Silk is derived from silkworms and has been a symbol of luxury for centuries. Reeled silk is smooth and shiny, while spun silk is more textured. Silk is strong and can last a long time if not exposed to sunlight, as long as not mildewing easily.

Silk is beautiful, but due to its cost, is only used in high-end fabrics. It can be dry cleaned or cleaned with a mild detergent

Wool

Wool is obtained from sheep fleece, and the term "virgin wool" denotes new, not recycled wool. Wool's texture can range from soft and fuzzy to hard and smooth.

Wool is wrinkle- and soil-resistant and can stand up to abrasion, mildew, and sunlight; however, it does need to be protected from insects.

It makes a durable, but relatively expensive upholstery fabric and is often blended with synthetic fibers. To clean wool, either dry clean or use a mild detergent and cold water.

Synthetic or Man-made Fibers

Synthetic fibers or polymers such as microfiber are the most extensively used group of fibers in modern upholstery. There are endless possibilities in textures, colors, and patterns with these fibers. As a rule, they also hold up well to all kinds of wear and tear.

Acetate

Acetate is a synthetic fiber made from cellulose acetate. Acetate has a luxurious look and feel with strong luster and a good ability to take dyes.

Acetate is resistant to shrinkage, wrinkling, and mildew, but does not resist solvents or abrasion. Acetate is used extensively in blends to impart softness and luster and is also found in novelty fabrics, lining, and taffetas. It is easily cleaned with soap and water or by dry cleaning.

Acrylic

Acrylic fibers are also man-made and include such brand names as Orlon, Acrilan, Dolan, and Dralon. With a soft, wooly, and natural feel, acrylic is used to create plush velvets.

Acrylic fabrics are quick drying and resistant to sunlight, fading, mildew, and insects; however, it is not flame-retardant.

Acrylics make excellent outdoor fabrics. To clean, either wash with soap and water or dry clean.

Nylon

Nylon is the generic name for a group of chemically related fibers and was introduced by DuPont in 1939. It dyes and drapes well, and has a good luster.

Nylon is very durable as it is extremely resistant to abrasion, mildew, insects, and wrinkling; it does have poor resistance to sunlight. It is extensively used to create velvets, woven fabrics, and knits. You can either dry clean or wash it.

Olefin

Olefin is derived from petroleum and can mimic wool in appearance. It resists moisture, mildew, chemicals, and abrasion.

It is sensitive to heat and if not treated properly, it can be damaged by sunlight. Flat woven fabrics and velvets can be made from an olefin. It is easy to wash or dry clean.

Polyester and Microfiber

Polyester was also introduced by DuPont in the 1950s. Microfiber, which has increased in popularity over the years, is a blend of polyester and polyamide. In appearance, polyester fabrics can range from bright to dull sheen, and crisp to soft feel.
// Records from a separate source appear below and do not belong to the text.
PR #2731, opened 2024-05-21
Add parametrized tests for `should_strip_ansi`

### LINKED ISSUE #2606: click.echo does not force colors on Windows with color=True
Using `click.echo(click.style("Foo", fg="red"), color=True)` on Windows will not print "Foo" in red if the output is not a terminal that supports colors, so it seems that `color=True` is ignored on Windows.

Here is an example code to reproduce the bug:
```
import click


def main():
    test_txt = "click_echo.txt"
    with open(test_txt, "w") as f:
        click.secho("Without setting color", file=f, fg="red")
        click.secho("With color=False", file=f, fg="red", color=False)
        click.secho("With color=True", file=f, fg="red", color=True)

    click.echo(f"Check the contents of {test_txt}")


if __name__ == "__main__":
    main()
```
After running it on Linux the third line of `click_echo.txt` will contain the ANSI color codes but on Windows all three lines will be the same (the behavior is the same if `echo` prints on the console and the script output is redirected to a file)

Environment:

- Python version: 3.9
- Click version: 8.1.7

Tyl13:
Issue #2606 described a inconsistency in how color=True works between Operating Systems. 
This is because ANSI styles can't always be applied to different terminals on windows. This did not cause issues when running it within the terminals because Colorama would change the ANSI style codes to escape codes for windows when it was required. However, if you were to pipe the `click.echo()` output to a file then the `should_strip_ansi` function would not work on Windows as the other operating systems. 

This is because the `auto_wrap_for_ansi` function was not being called with the color argument. After the `auto_wrap_for_ansi` function is called, it defaults `color=None` and will end up calling `should_strip_ansi` with `color=None` which is different from the original call to `should_strip_ansi` that was called before the wrapper function. 

By passing color to `auto_wrap_for_ansi`, then the behavior of `should_strip_ansi` becomes consistent.

An additional change applied within the PR is to the tests in `test_utils.py`. This is to increase test coverage for the different cases of `click.echo()` and removes the old version of the test. Instead of one test that mocks `isatty()`, there are now three different tests. One that mocks `isatty()=True` and `_is_jupyter_kernel_output()=False`, another that mocks `isatty()=False` and `_is_jupyter_kernel_output()=True` , and the last one mocks both `isatty()=False` and `_is_jupyter_kernel_output()=False`.

fixes #2606 

- [x] Add tests that demonstrate the correct behavior of the change. Tests

### DIFF
--- a/tests/test_compat.py
+++ b/tests/test_compat.py
@@ -1,4 +1,10 @@
-from click._compat import should_strip_ansi
+from __future__ import annotations
+
+import sys
+
+import pytest
+
+import click
 
 
 def test_is_jupyter_kernel_output():
@@ -7,4 +13,43 @@ def test_is_jupyter_kernel_output():
 
     # implementation detail, aka cheapskate test
     JupyterKernelFakeStream.__module__ = "ipykernel.faked"
-    assert not should_strip_ansi(stream=JupyterKernelFakeStream())
+    assert click._compat._is_jupyter_kernel_output(stream=JupyterKernelFakeStream())
+
+
+@pytest.mark.parametrize(
+    "stream",
+    [None, sys.stdin, sys.stderr, sys.stdout],
+)
+@pytest.mark.parametrize(
+    ("color", "expected_override"),
+    [
+        (True, False),
+        (False, True),
+        (None, None),
+    ],
+)
+@pytest.mark.parametrize(
+    ("isatty", "is_jupyter", "expected"),
+    [
+        (True, False, False),
+        (False, True, False),
+        (False, False, True),
+    ],
+)
+def test_should_strip_ansi(
+    monkeypatch,
+    stream,
+    color: bool | None,
+    expected_override: bool | None,
+    isatty: bool,
+    is_jupyter: bool,
+    expected: bool,
+) -> None:
+    monkeypatch.setattr(click._compat, "isatty", lambda x: isatty)
+    monkeypatch.setattr(
+        click._compat, "_is_jupyter_kernel_output", lambda x: is_jupyter
+    )
+
+    if expected_override is not None:
+        expected = expected_override
+    assert click._compat.should_strip_ansi(stream=stream, color=color) == expected


Tyl13:
Rebased to fix merge conflicts more easily. However, something seems to sometimes cause the windows version to fail. Currently investigating that. I've had it fail locally and then a second rerun succeed. I'm unsure what is causing the issue atm.

Tyl13:
The issue is coming from my previous change to the runner. The issue is documented here #2732 with the PR to fix it here #2733.

AndreasBackx:
Fixed by #2607

davidism:
After rebasing this on latest stable that includes #2607 and #2733, the `test_echo_color_flag` that you change fails now. I have a feeling the test doesn't need to be changed if the code was changed. I'm not going to block 8.1.8 on this since it's only a change to tests. @Tyl13 if you still remember any discussion about this from the sprint, let me know, and if you can update the test to pass again that would be great.

Tyl13:
Yeah, I am also not sure why I changed the `isatty` to `should_strip_ansi`. That one doesn't need changed, maybe I was trying to make it closer to the new test in the `test_compat` but I don't have my previous laptop to check my reasoning anymore. Looking at the previous commit before I force-pushed the fix-2606 branch from [56d016e](https://github.com/pallets/click/commit/56d016ef912ad860fa38756003fa62efa0c709b5) to [8e34c62](https://github.com/pallets/click/commit/8e34c623a10ad2d26137971ec340eb84a04f6212) shows the tests being very different. I then moved those to test_compat on their own, and I'm guessing renamed the `isatty` to `should_strip_ansi` with a find and replace. I'm not sure how I was getting it to pass then though, unless I noticed it on my end and forgot to commit undoing it.

I can fix it by just removing those changes to that file,do you want it rebased on the most recent tag of 8.1.8?

kdeldycke:
The fix consisting in passing `color` to `auto_wrap_for_ansi` shipped in 8.2.0 via #2607. So this PR is only about adding color-related tests, which are worth reusing and maybe extend.

I will try to clean-up that PR.

AndreasBackx:
I cannot review my own PR, but the rebases look great. Thanks again!

kdeldycke:
> I cannot review my own PR, but the rebases look great. Thanks again!

Just added you as a review on this one if this help.

kdeldycke:
This PR has been cleanup of duplicate code and rebased on top of stable and ready to be merged upstream.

It is strong and durable with good resistance to abrasion, standing up well to sunlight, mildew, and insects. Traditional polyester can be subject to pilling and soil easily, but microfiber has excellent resistance to soiling and wrinkling.

Polyester blends beautifully with other fibers, such as cotton, and can have a silk-like appearance. It is good for use in outdoor fabrics; stains can be easily spot-treated with solvents or detergents.